PR #6516, opened 2023-12-10
refactor(query-core): Updates the Return Type of the isFetching and isMutating methods from Number to Boolean

Lennon57:
## Changes Made

I proceeded with updating the return type to boolean, in line with the is-prefix for improved readability.

### Changes Overview

- **query-core**
  - Modified internal logic in `queryClient.ts` to handle return values of `isFetching` and `isMutating` as boolean.
- **react-query** 
  - Change the return type of `useIsFetching.ts` to `boolean` from `number`.
- **angular-query-experimental**
  - Change the return type of `injectIsFetching.ts` and `injectIsMutating.ts` to `boolean` from `number`.
- **solid-query and svelte-query** 
  - Change the return type of `useIsFetching.ts` and `useIsMutating.ts` to `boolean` from `number`.
- **vue-query** 
  - Change the return type of `isFetching` and `isMutating` from number to boolean within the `queryClient.ts` file.
  - Change the return type of `useIsFetching.ts` to `boolean` from `number`.

### Test

- ‼️ There may be a need for tests related to the number of queries, so if you guys agree with my opinion, I'll modify the test code accordingly and commit it together.

### DIFF
--- a/packages/angular-query-experimental/src/injectIsFetching.ts
+++ b/packages/angular-query-experimental/src/injectIsFetching.ts
@@ -7,7 +7,7 @@ import type { Injector, Signal } from '@angular/core'
 export function injectIsFetching(
   filters?: QueryFilters,
   injector?: Injector,
-): Signal<number> {
+): Signal<boolean> {
   return assertInjector(injectIsFetching, injector, () => {
     const queryClient = injectQueryClient()
     const destroyRef = inject(DestroyRef)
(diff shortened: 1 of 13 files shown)


TkDodo:
number is correct - this would be a breaking change...

Lennon57:
> number is correct - this would be a breaking change...

Thank you for the information! I'll try to contribute to another area.

PR #6518, opened 2023-12-10
feat: tsr autostreaming

juliusmarminge:


packages/react-query-next-experimental/package.json
juliusmarminge, line 1: might warrant a different name now, alternatively split out the core to a new lib and keep this one that exports a "wrapped" one that passes `useServerInsertedHtml` internally for backwards compat, but it's an experimental lib so I think this small breaking change is fine?

Issue #6427, opened 2023-11-24
when gcTime is zero, it make hydration fail warning


MOONLEE:
### Describe the bug

When gcTime is zero in app router, it make hydration failed.  
If you use page router, it is not happen.  

``` 
     const [queryClient] = React.useState(() => {
              return new QueryClient({
                  defaultOptions: {
                      queries: {
                          staleTime: 5 * 1000,
                          gcTime: 0, // it make hydration failed.  
                      }
                  }
              })
          }
      );
  
      return (
          <RecoilRoot>
              <QueryClientProvider client={queryClient}>
                  {children}
                  <ReactQueryDevtools initialIsOpen={false} />
              </QueryClientProvider>
          </RecoilRoot>
      )
```

### Your minimal, reproducible example

https://github.com/MOONLEE/react-query-hydration-fail.git

### Steps to reproduce

1. download git repo (https://github.com/MOONLEE/react-query-hydration-fail.git)
2. yarn run install 
3. yarn run dev
4. refresh localhost:3000 in web browser 

### Expected behavior

![img](https://github.com/TanStack/query/assets/10557561/f6a6d0ac-2547-411a-ac15-35c2f0481f93)

### How often does this bug happen?

Every time

### Platform

- OS : Mac
- Browser :  chrome (19.0.6045.159)
- @tanstack/react-query : 5.7.2
- nextjs: 4.0.1
- node: 18.18.2
 

### Tanstack Query adapter

None

### TanStack Query version

5.7.2

### TypeScript version

5.2.2

TkDodo:
I opened the reproduction in codesandbox and it works fine:

https://codesandbox.io/p/github/MOONLEE/react-query-hydration-fail/main

MOONLEE:
I tested it using MacBook Pro at home, it almost work fine. 
but sometime, hydration failed occurred.

* work fine in codesandbox
![success_sandbox_contents](https://github.com/TanStack/query/assets/10557561/a62f4711-6940-42ee-8e8d-19cd5324d939)
![success_sandbox_log](https://github.com/TanStack/query/assets/10557561/697694a9-b638-4135-95d2-20e852486fdc)



* hydration failed occurred  in codesandbox
![failed_sandbox_contents](https://github.com/TanStack/query/assets/10557561/10ea6116-5974-47f2-8e66-de43ea2c9a1b)
[...]

PR #6544, opened 2023-12-16
docs: add documentation for gcTime error for react-query

brendenehlers:
Currently, the documentation doesn't warn developers about an error caused when `gcTime` is `0`: 
https://github.com/TanStack/query/blob/60cbd75e4010a47ceba63ef8b7b6a69f384a9817/docs/react/guides/important-defaults.md?plain=1#L23

This change updates the docs to include this sentence: **Avoid setting `gcTime` to `0` as that can cause a hydration error.**

Issue reference: #6427

### DIFF
--- a/docs/react/guides/important-defaults.md
+++ b/docs/react/guides/important-defaults.md
@@ -20,7 +20,7 @@ Out of the box, TanStack Query is configured with **aggressive but sane** defaul
 - Query results that have no more active instances of `useQuery`, `useInfiniteQuery` or query observers are labeled as "inactive" and remain in the cache in case they are used again at a later time.
 - By default, "inactive" queries are garbage collected after **5 minutes**.
 
-  > To change this, you can alter the default `gcTime` for queries to something other than `1000 * 60 * 5` milliseconds.
+  > To change this, you can alter the default `gcTime` for queries to something other than `1000 * 60 * 5` milliseconds. Avoid setting `gcTime` to `0` as that will cause a hydration error.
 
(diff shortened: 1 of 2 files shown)


docs/react/guides/important-defaults.md
```diff
@@ -20,7 +20,7 @@ Out of the box, TanStack Query is configured with **aggressive but sane** defaul
 - Query results that have no more active instances of `useQuery`, `useInfiniteQuery` or query observers are labeled as "inactive" and remain in the cache in case they are used again at a later time.
 - By default, "inactive" queries are garbage collected after **5 minutes**.
 
-  > To change this, you can alter the default `gcTime` for queries to something other than `1000 * 60 * 5` milliseconds.
+  > To change this, you can alter the default `gcTime` for queries to something other than `1000 * 60 * 5` milliseconds. Avoid setting `gcTime` to `0` as that can cause a hydration error.
```
TkDodo, line 23: I would rather put this as a separate section in `Tips, Tricks and Caveats` in the [SSR docs page](https://tanstack.com/query/latest/docs/react/guides/ssr#tips-tricks-and-caveats), because it's strictly SSR related.

We already have a paragraph there explaining why `gcTime` defaults to `Infinity` [on the server](https://tanstack.com/query/latest/docs/react/guides/ssr#high-memory-consumption-on-server), so adding another one why setting it to zero is not a good idea would be good.

TkDodo (changes requested):

docs/react/guides/important-defaults.md
brendenehlers: Updated 👍

brendenehlers (commented):
updated

PR #6558, opened 2023-12-19
refactor(angular-query): remove dependency to ngxtension

mikelgo:
To maintain a stable lib I would prefer to maintain such utils on my own, just to reduce external dependencies


arnoud-dv:
Agree, was already my intention to not depend on ngxtension later on but I wanted to get to an API as quickly as possible. Can highly recommend it to be used together with Angular Query though.

mikelgo:
> Can you take a look at the unit tests? They are failing. You can run all the tests by running `pnpm test:ci`

I'll take a look probably tomorrow

packages/angular-query-experimental/src/util/create-injection-token/create-injection-token.ts
```diff
@@ -0,0 +1,268 @@
...
+  TOptions = Pick<
+    CreateInjectionTokenOptions<() => void, []>,
+    'extraProviders'
+  > &
+    (TMulti extends true ? { multi: true } : Record<string, never>),
+>(description: string, options?: TOptions) {
+  type TReturn = TMulti extends true ? Array<TValue> : TValue;
+
+  const token =
+    (options as CreateInjectionTokenOptions<() => void, []>).token ||
```
garrettld, line 255: It looks like the test failure is related to this line, `options` is an optional parameter to `createNoopInjectionToken`, so it just needs an optional chaining operator:

```suggestion
    (options as CreateInjectionTokenOptions<() => void, []>)?.token ||
```

mikelgo:
@arnoud-dv @garrettld thank you for taking care of the failing test. I'm still on vacation and could not do it.

PR #6576, opened 2023-12-23
feat(query-devtools): Add btn position relative support

happycollision:
In addition to adding support for relative positioning of the button, I've added in opacity changes for all in/out animations.

This change makes it possible to control the location of the button, in case you have other floating panels, etc., in your app.

The gif below shows a change to the playground example (not committed), that illustrates what is now possible.

CleanShot 2023-12-22 at 22 29 51

My motivation was purely because I have an application with a bunch of devtools in a drawer that I move around the screen as necessary while I develop. The previous version of RQ's devtools allowed me to pass a style directly to the button to control its position so that I could contain it within the drawer. This newer version does not. But allowing the button to just be positioned relatively works just fine for that purpose.

You can **see below (in the lower right of each image)** the best I could do to get v5 to play ball, compared to v4. (And _forget_ moving the panel around!)

|v4 devtools|v5 devtools (without this PR)|
|-|-|
|CleanShot 2023-12-22 at 23 06 00@2x|CleanShot 2023-12-22 at 23 03 43@2x|

### DIFF
--- a/docs/framework/react/devtools.md
+++ b/docs/framework/react/devtools.md
@@ -56,9 +56,10 @@ function App() {
 
 - `initialIsOpen: Boolean`
   - Set this `true` if you want the dev tools to default to being open
-- `buttonPosition?: "top-left" | "top-right" | "bottom-left" | "bottom-right"`
+- `buttonPosition?: "top-left" | "top-right" | "bottom-left" | "bottom-right" | "relative"`
   - Defaults to `bottom-right`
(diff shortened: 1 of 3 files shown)


TkDodo:
looks good. can you please fix the conflicts?

happycollision:
@TkDodo Just letting you know it's done.

ardeora:
Thanks for working on this! Looks good

ardeora (approved):

PR #6592, opened 2023-12-26
fix(query-core): replace scheduleMicrotask with queueMicrotask

NathanHuisman:
scheduleMicrotask was implemented incorrectly with setTimeout, causing the passed callback to run in the next task instead of a microtask. This sometimes resulted in a layout shift in my solid project. Fix this by replacing scheduleMicrotask with queueMicrotask, which is supported by all browsers query supports.[^tanstack][^mdn]

[^tanstack]: https://tanstack.com/query/v5/docs/react/installation#requirements
[^mdn]: https://developer.mozilla.org/en-US/docs/Web/API/queueMicrotask#browser_compatibility


TkDodo:
There are different tradeoffs here. In react, this will likely result in more re-renders because fewer things can be batched together. This is likely shown in the failing tests. I think to not make this breaking, we could offer a batching strategy as an option somewhere, like timeout (default, current version), queueMicroTask and maybe even requestAnimationFrame that the user can choose from. I think redux toolkit has such an option: https://redux-toolkit.js.org/api/autoBatchEnhancer#autobatchenhancer-1

NathanHuisman:
Hmm, I did not consider that, requestAnimationFrame could also be interesting. Maybe a setter on the notify manager like this:
```typescript
function setBatchType(config: { type: 'raf' | 'tick' } | { type: 'timer', timeout?: number}) { /* ... */ }
```
But then I'm not really sure how to expose this to the api surface in solid-query, react-query, etc.

NathanHuisman:
I implemented a PoC here: https://github.com/NathanHuisman/query/commit/38b41a31f42ddf6c79136074c95571644e9ce0be

TkDodo:
That looks really good. I think we'd need some docs and tests, too please

NathanHuisman:
I'm closing this pull request in favor of opening  a new one with the new changes I made

PR #6600, opened 2023-12-27
feat(notifyManager): batch method configuration

NathanHuisman:
As discussed previously in #6592, adding a way to configure the batch scheduling behavior can be useful, e.g. to prevent unwanted rerenders in solid-js (although I haven't fully gotten to the bottom of why solid-query does this).

This pull request adds `notifyManager.setBatchMethod(...)`

~Sets the method for batching. There are four methods:~

- ~`{ type: 'timer', timeout?: number }`:  The default is to use setTimeout with a timeout of 0. This has the effect of
  scheduling a javascript task in the event loop some time later.~
- ~`{ type: 'raf' }`: This batches all updates in a requestAnimationFrame, so that it runs before the next frame is rendered by the browser.~
- ~`{ type: 'tick' }`: This uses queueMicrotask to schedule a microtask to batch updates, which runs immediately after the current task is done.~
- ~`{ type: 'custom', fn: (() => void) => void}`: The custom method allows you to specify your own way of scheduling batches~

**UPDATE: The API is now the following:**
□ □ □ □ □
▶ [TASK]: In the listing, how many lines include the string "packages"? State the number alone.

▶ [SOLVED EXERCISE]: 4